Invertendo sua negativa anterior, Akimoto também disse na sessão que deve ter conversado sobre a transmissão via satélite com o filho do primeiro-ministro.


O ministério explicou anteriormente que Akimoto lembra apenas uma parte da conversa gravada, levando o principal partido da oposição, o Partido Democrático Constitucional do Japão, a acusar o ministério de tentar "ocultar sistematicamente" o que aconteceu e exigir uma investigação mais aprofundada.


O chefe do Partido Comunista Japonês, Kazuo Shii, também foi crítico, dizendo que o escândalo "aumentou as suspeitas" de que o processo de formulação de políticas no governo central foi "distorcido".
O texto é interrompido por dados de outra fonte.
PR #2645, opened 2026-08-05
feat(cloud-save): support multi-profile discovery and state-driven sync

Hachi-R:
## Summary

- discover and preserve multiple save profiles, including literal emulator folders and Steam IDs
- carry complete variant and directory coverage through merge and restore decisions
- centralize automatic synchronization planning around the observed local and remote state
- repeat automatic sync when the relevant state changes without duplicating completed work

## Impact

Games with multiple profiles no longer treat one Steam account as authoritative or silently omit other valid profiles. Empty/deleted profile folders and wildcard-derived identities remain distinguishable, while automatic sync uses one state-driven decision path.

## Automatic sync migration

- V2 becomes the default automatic sync mode for Steam games.
- A one-time atomic migration removes settings left by the alpha V2 rollout and disables legacy automatic sync.
- After that migration, users can still choose V1, V2, or leave both modes disabled.

## Validation

- Rust: 150 passed
- Node: 343 passed, 4 skipped; the only failure is the known Windows `EBUSY` cleanup hook in `notification-icon.test.ts`
- Targeted Node tests: 15 passed
- Node/Web typechecks: passed
- Native addon build: passed
- ESLint: 0 errors; 80 existing warnings

## PR chain

Depends on #2614 (`codex/cloud-saves-v2-big-picture`).


native/hydra-native/src/cloud_save/identity/mod.rs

Ainda assim, Takeda não se retratou de sua declaração na Dieta de que comer e beber não teve impacto sobre a administração da radiodifusão.


A investigação do ministério sobre o assunto descobriu que quatro burocratas seniores jantaram com o mais velho dos três filhos de Suga em um total de 12 ocasiões, começando em 2016, e receberam presentes dele.


O filho do primeiro-ministro conheceu alguns dos funcionários quando serviu como secretário de seu pai, que foi ministro de assuntos internos e comunicações entre 2006 e 2007, de acordo com a revista semanal. Suga disse que não tinha conhecimento dos jantares entre seu filho e os oficiais.